Globalisation and Emerging Economies
Paris, France | 25-26 June, 2008
Political, technological and commercial forces are driving growth in the international exchange of goods, services, jobs and people. These changes have resulted in very significant growth in economic prosperity and some major reductions in global poverty. The BRIICS (Brazil, Russia, India, Indonesia, China and South Africa) and other emerging economies are playing a major part in these efforts. The opening up of the BRIICS countries, for example, is drawing nearly a half of the world’s workforce into the international arena. Economic resources are now generally better allocated around the globe than they used to be (with some important exceptions). Furthermore, policy systems are now better aligned to keep reallocating global resources to best advantage in the future.
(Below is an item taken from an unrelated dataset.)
PR #856, opened 2020-07-24
Display timings between iterators

ronaldfw:
This PR adds displaying timings between all iterators and also adds a visual indication which time is shown. 

Screenshot what this looks like:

In spite of this progress, policy challenges abound. Many borders are now so open, and the processing and office technology so efficient, that some believe the world economy is suffering from “speed wobbles”. In other words, there are major concerns that many people and communities are having difficulty keeping up with the high degree of resource mobility that results from fast growing consumer demand on the one hand, and the technical and corporate possibilities on the supply side. A key set of policy questions concern what can be done to enable people to cope with technical change without compromising the gains from trade for middle and low income countries.
The 2008 OECD Global Forum on Trade brought together trade policy makers from OECD countries and a number of emerging economies to discuss global trade policy challenges. Specifically, the Global Forum on Trade examined two important issues: the impact of emerging economies on recent international market developments and the political economy of trade. Representatives from manufacturers’ associations, academia, non governmental organisations and key multilateral organisations contributed to the lively discussion.